START SUPPLIED RECORDS

PR #221, opened 2020-02-12
feat: store pins in datastore

achingbrain:
Adds a `pins` datastore to store pins in.


test/pins-test.js
```diff
@@ -0,0 +1,79 @@
...
+  describe('pins', () => {
+    const dataList = range(100).map((i) => Buffer.from(`hello-${i}-${Math.random()}`))
+    const data = Buffer.from('hello world')
+    const b = new Key('hello')
+
+    it('exists', () => {
+      expect(repo).to.have.property('pins')
+    })
+
+    it('implements interface-datastore', () => {
```
vasco-santos, line 20: This test is redundant as `datastore-level` already runs the interface tests: https://github.com/ipfs/js-datastore-level/blob/master/test/index.spec.js#L44

PR #225, opened 2020-04-02
feat: use new datastore-idb

hugomrdias:
This PR removes node globals and reduces bundle size. size: 77.09KB -> 45.07KB
Also a new fast and smaller browser datastore is used `datastore-idb`  https://github.com/ipfs/js-datastore-idb
```
datastore-idb up to 44% faster and 69% smaller

batch idb x 5.26 ops/sec ±4.57% (29 runs sampled)
batch level x 2.92 ops/sec ±3.76% (19 runs sampled)
Fastest is batch idb
    
size 37.32KB to 11.41KB
```


achingbrain:
Can this be split into two PRs please?  One for node globals (a patch) and one for a new datastore (a major)

hugomrdias:
can't remove node globals with datastore-level

package.json
```diff
@@ -43,33 +43,35 @@
...
+    "sinon": "^9.0.2"
   },
   "dependencies": {
-    "base32.js": "~0.1.0",
     "bignumber.js": "^9.0.0",
+    "buffer": "^5.5.0",
     "bytes": "^3.1.0",
-    "cids": "^0.8.0",
-    "datastore-core": "~0.7.0",
+    "cids": "~0.8.0",
```
achingbrain, line 61: Why has this changed from `^` to `~`?

test/lock-test.js
```diff
@@ -17,25 +18,12 @@ module.exports = (repo) => {
...
       } catch (err) {
-        if (process.listeners('uncaughtException').length > 0) {
-          expect(err.message).to.match(/already locked|already held|already being held|ELOCKED/)
-        }
-      } finally {
-        // Reset listeners to maintain test integrity
-        process.removeAllListeners('uncaughtException')
-        process.addListener('uncaughtException', mochaExceptionHandler)
+        expect(err.code)
+          .to.be.eq(LockExistsError.code)
```
achingbrain, line 26:
```suggestion
          .to.equal(LockExistsError.code)
```

package.json
hugomrdias: i don't know probably happened in the rebase, but ~ is what we use for below  1.0.0 right ?

package.json
```diff
@@ -43,33 +43,35 @@
...
     "datastore-level": "~0.14.0",
     "debug": "^4.1.0",
     "err-code": "^2.0.0",
-    "interface-datastore": "^0.8.0",
-    "ipfs-block": "~0.8.1",
-    "ipfs-repo-migrations": "~0.1.0",
+    "interface-datastore": "^0.8.3",
+    "ipfs-repo-migrations": "^0.2.0",
+    "ipfs-utils": "^2.2.0",
+    "ipld-block": "^0.9.1",
```
achingbrain, line 71: This is probably going to need a follow-up PR to js-ipfs at least that swaps ipfs-block for ipld-block

hugomrdias: yes! the following PR in js-ipfs to remove node globals will include that

package.json
achingbrain: We used to have a linting rule that enforced that, then we relaxed it because npm uses `^` for above 0.0.x

hugomrdias: i have changed it back

hugomrdias:
> LGTM, just needs green CI

yeah trying to fix it... i have no idea whats happening with the linux runs

test/interop-test.js
```diff
@@ -27,7 +27,7 @@ module.exports = (repo) => {
 
       const values = await Promise.all(cids.map((cid) => repo.blocks.get(cid)))
       expect(values.length).to.equal(2)
-      expect(values.map((value) => value.data.length)).to.eql([2659, 12783])
+      expect(values.map((value) => value.data.length)).to.eql([2665, 12789])
```
achingbrain, line 30: Why did these change?

PR #229, opened 2020-04-30
feat: adds .replace and .getAll methods to config

achingbrain:
The config .get/.set methods are overloaded to allow the user to
retrieve or replace the entire config.  This is an error prone
approach that could end with the user invalidating their config when
they did not mean to.

The change here adds `.replace` and `.getAll` methods to allow the
user to be specific about their intentions and hopefully makes the
API slightly less of a foot-gun.


achingbrain:
This is a backport to the `1.x.x` release.

PR #232, opened 2020-05-07
feat: use streaming API for blockstore access

achingbrain:
Uses the streaming APIs from interface-datastore to work with data being sent/fetched from the blockstore.

The previous behaviour was to use batches for putting streams of blocks - this was bad because we'd end up buffering the whole stream before adding blocks to the blockstore.  Instead now we stream the blocks as we get them.

* Adds `repo.blockstore.getMany()` function
* Passes `options` to underlying datastores to allow passing AbortSignals

BREAKING CHANGES:

* `repo.blockstore.putMany()` used to return a promise that resolved when all the deletes were done, now it returns an AsyncIterator that yields `{key, value}` objects as the put progresses
* `repo.blockstore.deleteMany()` used to return a promise that resolved when all the deletes were done, now it returns an AsyncIterator that yields CID objects as the delete progresses


src/blockstore.js
```diff
@@ -52,88 +52,107 @@ function createBaseStore (store) {
...
       }
 
       const k = cidToKey(block.cid)
-      const exists = await store.has(k)
-      if (exists) return
-      return store.put(k, block.data)
+      const exists = await store.has(k, options)
+
+      if (exists) {
+        return
```
hugomrdias, line 91: this should probably return block also

achingbrain: Done!

PR #297, opened 2021-04-07
feat: make blockstore identity-hash compatible

hannahhoward:
# Goals

Make the blockstore properly return blocks for "identity" CIDs (CID's where the multihash algorithm is "identity", meaning the contents of the hash are the actual data for the block, and there is no other data associated with the CID).

# Implementation

- Separate out typing for the blockstore interface
- Implement `idstore` based on https://github.com/ipfs/go-ipfs-blockstore/blob/master/idstore.go - this leaves the original blockstore implementation unchanged but adds a composable layer applied on top to add compatibility with identity hashes (served as the same blockstore interface)
- add `idstore` in construction of `repo.blocks`
- fix minor compatibility issues with `just-safe-get` and `just-safe-set` by fixing to patch release for now

# For discussion

I based implementation for delete and put operations on the go versions, which essentially treats a put or delete for an identity hash as a no-op. However, the golang version does not return the block itself for puts, and I wasn't sure whether I should be doing that. For now, I've made it so the identity block is included in the results of puts.

Since I extracted `Blockstore` typings to an interface, to save writing them twice for `blockstore` and `idstore` and insure they both return the exact same types, I removed the JSDoc comments on `blockstore`. I wasn't sure though if that affects what shows up in JSDocs. (I did put the type on the return value for createBaseStore)

fix https://github.com/ipfs/js-ipfs/issues/3289


package.json
```diff
@@ -81,12 +81,14 @@
     "ipfs-repo-migrations": "^7.0.1",
     "ipfs-utils": "^6.0.0",
     "ipld-block": "^0.11.0",
+    "it-filter": "^1.0.2",
     "it-map": "^1.0.2",
     "it-pushable": "^1.4.0",
-    "just-safe-get": "^2.0.0",
-    "just-safe-set": "^2.1.0",
+    "just-safe-get": "~2.0.0",
```
achingbrain, line 87: What was the error that meant this needed to change from `^` to `~`?

src/idstore.js
```diff
@@ -0,0 +1,140 @@
...
+ * @typedef {import("interface-datastore").Options} DatastoreOptions
+ * @typedef {import('./types').Blockstore} Blockstore
+ */
+
+/**
+ *
+ * @param {Blockstore} blockstore
+ */
+module.exports = (blockstore) => {
+  return createIdStore(blockstore)
```
achingbrain, line 23: Why not just export the `createIdStore` function?

achingbrain (changes requested):

achingbrain:
Nice work, thanks for submitting this.

To land this could you please open a PR against js-ipfs that depends on this PR as a gh dep and add tests for identity CIDs to the interface-ipfs-core suite?  At least for [dag.get](https://github.com/ipfs/js-ipfs/blob/master/packages/interface-ipfs-core/src/dag/get.js) and [block.get](https://github.com/ipfs/js-ipfs/blob/master/packages/interface-ipfs-core/src/block/get.js) but anywhere these code paths will be executed. 
 This will make sure it's tested against core, over http and that it behaves in the same way as go-IPFS (over http).

There's an overview of how to run the tests here: https://github.com/ipfs/js-ipfs/blob/master/docs/DEVELOPMENT.md#run-tests

hannahhoward:
@achingbrain I've responded to PR comments and reset the dependencies, resolving the breaking change in the latest `just-safe-get` / `just-safe-set` by fixing our calls to match the newly added types. A PR with tests to js-ipfs is incoming.

hannahhoward:
PR for js-ipfs to demonstrate fix: https://github.com/ipfs/js-ipfs/pull/3616

achingbrain (approved):

PR #302, opened 2021-04-14
chore: update types

achingbrain:
- Updates deps
- Changes Blockstore.query return type based on query arg
- Exports Blockstore type from index.js
- Moves Config types from ipfs-core-types to ipfs-repo
- Removes bignumber.js dep in favour of using `BigInt`s
- Normalises type import style
- Removes ts-ignores from modules with types


src/blockstore.js
```diff
@@ -45,6 +45,7 @@ function createBaseStore (store) {
       return store.open()
     },
 
+    // @ts-ignore TODO: how to not have ts freak out about this
```
vasco-santos, line 48: What is the issue here?

src/idstore.js
```diff
@@ -30,6 +30,8 @@ function createIdStore (store) {
     open () {
       return store.open()
     },
+
+    // @ts-ignore TODO: how to not have ts freak out about this
```
vasco-santos, line 34: ..

src/config.js
```diff
@@ -43,7 +44,7 @@ module.exports = (store) => {
      * @param {string} [key] - the config key to get
      * @param {Object} [options] - options
      * @param {AbortSignal} [options.signal] - abort this config read
-     * @returns {Promise<unknown>}
+     * @returns {Promise<Config | any>}
```
vasco-santos, line 47: Can't we get `any` out of here?

src/types.d.ts
```diff
@@ -110,4 +106,99 @@ export interface Blockstore {
...
+  Gateway?: string
+  Swarm: string[]
+}
+
+export interface APIConfig {
+  HTTPHeaders?: Record<string, string>
+}
+
+export interface DiscoveryConfig {
+  MDNS: MDNSDiscovery
```
vasco-santos, line 141: is the discovery config required per module?

src/types.d.ts
```diff
@@ -110,4 +106,99 @@ export interface Blockstore {
...
-}
\ No newline at end of file
+}
+
+export interface Config {
+  Addresses: AddressConfig
+  API?: APIConfig,
+  Profiles?: string
+  Bootstrap: string[]
+  Discovery: DiscoveryConfig
```
vasco-santos, line 116: is the discovery config required ?

src/types.d.ts
```diff
@@ -110,4 +106,99 @@ export interface Blockstore {
...
+export interface WebRTCStarDiscovery {
+  Enabled?: boolean
+}
+
+export interface DatastoreConfig {
+  Spec?: DatastoreSpec
+}
+
+export interface DatastoreSpec {
+
```
vasco-santos, line 159: Missing Datastore spec?

src/blockstore.js
achingbrain: It can't work out that we are yielding only CIDs or Blocks and not a mixture of both so we are, in fact, compliant with the interface.

Maybe it could use a better comment 😆

src/config.js
achingbrain: If you omit the `key` you get `Config`, otherwise you get `any` because it could be a string or an array or and object, etc.  We could make `key` mandatory but they we'd just lose `Config` as a return type.  Might be worth doing anyway TBF.

achingbrain: I've made `key` mandatory, since we don't treat it as optional in js-ipfs.

src/types.d.ts
achingbrain: The options are different between MDNS and WebRTCStar so it seems so, yes

src/types.d.ts
achingbrain: No, looks like a mistake

src/types.d.ts
achingbrain: I've updated it

src/blockstore.js
achingbrain: I've added a better comment

src/config.js
```diff
@@ -34,52 +34,50 @@ module.exports = (store) => {
      * @param {AbortSignal} [options.signal] - abort this config read
      * @returns {Promise<Config>}
      */
-    getAll (options = {}) { // eslint-disable-line require-await
-      return configStore.get(undefined, options)
+    async getAll (options = {}) { // eslint-disable-line require-await
+      // level-js@5.x cannot read keys from level-js@4.x dbs so fall back to
```
vasco-santos, line 38: Is there an issue to track this? If not, can you create one?

vasco-santos (approved):
LGTM

src/config.js
achingbrain: I can do, but it's not something that's ever going to be fixed so the issue will hang around forever.

The 4 -> 5 version bump was because of this breaking change.

vasco-santos: ok makes sense, so maybe not worth

PR #308, opened 2021-04-22
chore: fix types

achingbrain:


vasco-santos:
the types check is reporting a problem with the `keysOnly` property

vasco-santos (approved):

PR #313, opened 2021-05-14
chore: upgrade repo to new multiformats module

achingbrain:
Replaces `cids`, `multibase`, `multihashes` etc with new `multiformats` module.

Depends on:

- [x] https://github.com/ipfs/interface-datastore/pull/91
- [x] https://github.com/ipfs/js-ipfs-repo-migrations/pull/98

BREAKING CHANGE: The blockstore now takes instances of the new `CID` class and returns `Uint8Arrays`


vasco-santos (changes requested):

src/blockstore-utils.js
```diff
@@ -13,11 +14,13 @@ const uint8ArrayToString = require('uint8arrays/to-string')
  * @returns {Key}
  */
 exports.cidToKey = cid => {
-  if (!CID.isCID(cid)) {
+  if (!(cid instanceof CID)) {
```
rvagg, line 17: I think the appropriate pattern to be using with the new `CID` is this:

```js
cid = CID.asCID(cid)
if (cid == null) { throw ... }
```

I don't think standard will let you `if ((cid = CID.asCID(cid)) != null)` but that'd be a neat shortcut.

It does an `instanceof` with a fast pass-through as the first check, but if that doesn't work it'll try a few other things and get us past the usual `instanceof` and version problems, looking for a _CID-like_, then return `null` if it can't make it work.

src/blockstore.js
```diff
@@ -39,28 +38,56 @@ function maybeWithSharding (filestore, options) {
...
     },
 
+    close () {
+      return store.close()
+    },
+
     async * query (query, options) {
-      for await (const { key, value } of store.query(query, options)) {
-        yield new Block(value, keyToCid(key))
+      /** @type {import('interface-datastore').Query} */
```
vasco-santos, line 52:
```suggestion
      /** @type {import('interface-blockstore').Query} */
```

Shouldn't be the blockstore query?

src/blockstore.js
```diff
@@ -1,16 +1,15 @@
...
 
 const { shard, ShardingDatastore } = require('datastore-core')
-const Block = require('ipld-block')
 const { cidToKey, keyToCid } = require('./blockstore-utils')
 const drain = require('it-drain')
 const pushable = require('it-pushable')
+
 /**
- * @typedef {import('interface-datastore').Query} Query
+ * @typedef {import('multiformats').CID} CID
```
rvagg, line 9: A very minor nit - when importing just one thing, you can reach into that particular export, in this case `import('multiformats/cid').CID` gets you the same thing but makes a much narrower import path. Probably doesn't matter a whole lot here for type imports (it may be a tiny bit faster?) but it ends up being very efficient for ESM-aware bundling or smarter tree-shaking bundlers so it's nice to demonstrate it to anyone looking at the code.

src/blockstore.js
```diff
@@ -39,28 +38,56 @@ function maybeWithSharding (filestore, options) {
...
+      }
+
+      for await (const { key, value } of store.query(storeQuery, options)) {
+        yield { key: keyToCid(key), value }
       }
     },
 
     async * queryKeys (query, options) {
-      for await (const key of store.queryKeys(query, options)) {
+      /** @type {import('interface-datastore').KeyQuery} */
```
vasco-santos, line 71:
```suggestion
      /** @type {import('interface-blockstore').KeyQuery} */
```

src/idstore.js
```diff
@@ -1,18 +1,17 @@
 'use strict'
 
-const Block = require('ipld-block')
 const filter = require('it-filter')
-const mh = require('multihashes')
 const pushable = require('it-pushable')
 const drain = require('it-drain')
-const CID = require('cids')
+const { CID } = require('multiformats')
```
rvagg, line 6: you should be able to `require('multiformats/cid')` here for the same reason mentioned above, avoid the root export if/where possible if you only want one thing

src/blockstore.js
```diff
@@ -151,8 +172,14 @@ function createBaseStore (store) {
       return out
     },
 
-    close () {
-      return store.close()
+    batch () {
```
vasco-santos, line 175: Don't we support batch? If not, perhaps throw an error instead?

src/idstore.js
```diff
@@ -1,18 +1,17 @@
 'use strict'
 
-const Block = require('ipld-block')
```
rvagg, line 3: there is a `Block` in multiformats, it's not quite as featureful as ipld-block IIRC or what we tried with https://github.com/ipld/js-block, but it's a really nice container `cid:bytes:value` that can be quite useful with some extra sugar that might be close to what the user previously expected. We could return that to the user and they get to consume it as they want.

See https://github.com/multiformats/js-multiformats/blob/master/src/block.js (I don't think it got documented yet because we were working on getting it _right_ and figuring out the tradeoffs between that and what we might do in js-block if we did that above it, but it should be good to use as is).

src/idstore.js
```diff
@@ -123,21 +133,18 @@ function createIdStore (store) {
  * @returns {{ isIdentity: false } | { isIdentity: true, digest: Uint8Array}}
  */
 function extractContents (k) {
-  if (!CID.isCID(k)) {
+  if (!(k instanceof CID)) {
```
rvagg, line 136: `asCID`

test/blockstore-test.js
```diff
@@ -38,15 +44,16 @@ module.exports = (repo) => {
...
+    let pair
     /** @type {CID} */
     let identityCID
+
     before(async () => {
-      const hash = await multihashing(bData, 'sha2-256')
-      b = new Block(bData, new CID(hash))
-      const identityHash = await multihashing(identityData, 'identity')
-      identityCID = new CID(1, 'dag-cbor', identityHash)
+      const digest1 = await sha256.digest(bData)
```
rvagg, line 53: You could use `require('multiformats/block').Block` here, e.g.:

```js
const block = await Block.encode({ value: bData, codec: identity, hasher: sha256 })
// then you have:
// block.cid
// block.bytes
// block.value
```

test/blockstore-utils-test.js
```diff
@@ -3,14 +3,15 @@
 
 const { expect } = require('aegir/utils/chai')
 const { Key } = require('interface-datastore')
-const CID = require('cids')
+const { CID } = require('multiformats')
```
rvagg, line 6: `'multiformats/cid'`

test/interop-test.js
```diff
@@ -2,34 +2,34 @@
 'use strict'
 
 const { expect } = require('aegir/utils/chai')
-const mh = require('multihashing-async').multihash
-const CID = require('cids')
+const { CID } = require('multiformats')
```
rvagg, line 5: `'multiformats/cid'`

test/interop-test.js
```diff
@@ -2,34 +2,34 @@
...
 /**
  * @param {import('../src/index')} repo
  */
 module.exports = (repo) => {
   describe('interop', () => {
     it('reads welcome-to-ipfs', async () => {
-      const welcomeHash = mh.fromHexString(
-        '1220120f6af601d46e10b2d2e11ed71c55d25f3042c22501e41d1246e7a1e9d3d8ec'
+      const welcomeHash = CID.decode(
+        uint8ArrayFromString('1220120f6af601d46e10b2d2e11ed71c55d25f3042c22501e41d1246e7a1e9d3d8ec', 'base16')
```
rvagg, line 17: there might be potential to trim dependencies a bit more, multiformats exports a `bytes` that has some basic utilities including `fromHex()` and `toHex()` (just available on the root export though):

```js
const { CID, bytes } = require('multiformats')
// ...

CID.decode(bytes.fromHex('1220120f...'))
```

test/interop-test.js
```diff
@@ -2,34 +2,34 @@
...
       )
 
-      const val = await repo.blocks.get(new CID(welcomeHash))
-      expect(uint8ArrayToString(val.data)).to.match(/Hello and Welcome to IPFS/)
+      const val = await repo.blocks.get(welcomeHash)
+      expect(uint8ArrayToString(val)).to.match(/Hello and Welcome to IPFS/)
```
rvagg, line 21: `bytes` also has a `fromString()` and `toString()` that does utf-8 with `TextEncoder` and `TextDecoder` similar to this btw

test/stat-test.js
```diff
@@ -2,20 +2,18 @@
 'use strict'
 
 const { expect } = require('aegir/utils/chai')
-const Block = require('ipld-block')
-const CID = require('cids')
+const { CID } = require('multiformats')
```
rvagg, line 5: `'multiformats/cid'`

rvagg:
Cool, nice bundle min reduction too

As mentioned in the inline comments, it might be worth exploring `require('multiformats/block').Block` as a replacement for ipld-block. It's lightweight and can be just used for `cid`, `bytes` and `value` properties but has some extras that might make it a decent replacement.

/cc @gozala who might like to see the code being consumed here and also have thoughts on usage of `Block`

src/blockstore-utils.js
rvagg:
```suggestion
  cid = CID.asCID(cid)
  if (cid == null) {
```

src/blockstore.js
rvagg:
```suggestion
 * @typedef {import('multiformats/cid').CID} CID
```

src/idstore.js
rvagg:
```suggestion
const { CID } = require('multiformats/cid')
```

src/idstore.js
rvagg:
```suggestion
  cid = CID.asCID(cid)
  if (cid == null) {
```

test/blockstore-utils-test.js
rvagg:
```suggestion
const { CID } = require('multiformats/cid')
```

test/interop-test.js
rvagg:
```suggestion
const { CID } = require('multiformats/cid')
```

test/stat-test.js
rvagg:
```suggestion
const { CID } = require('multiformats/cid')
```

rvagg:
followed @vasco-santos's lead with suggestions for easy merge if that helps (not sure it does) for the easy ones

src/blockstore.js
achingbrain: I merged this, but it's wrong - the blockstore wraps a datastore so you have to convert the blockstore query into a datastore query (e.g. the key types are different)

achingbrain:
>  it might be worth exploring `require('multiformats/block').Block`

I've got my eye on it but so far it hasn't been necessary - CIDs in, Uint8Arrays out seems to cover all of our use cases.

Gozala:
> /cc @Gozala who might like to see the code being consumed here and also have thoughts on usage of `Block`

I always felt that custom Blockstore API that was slightly incompatible with Datastore interface was awkward & I am glad to see it go. I think been at layer below `Block` here is a right decision.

END SUPPLIED RECORDS

■ PROBLEM DESCRIPTION: Find the string "allow" in the entries above and return each line that holds it.

■ TASK OUTPUT:
The config .get/.set methods are overloaded to allow the user to
The change here adds `.replace` and `.getAll` methods to allow the
* Passes `options` to underlying datastores to allow passing AbortSignals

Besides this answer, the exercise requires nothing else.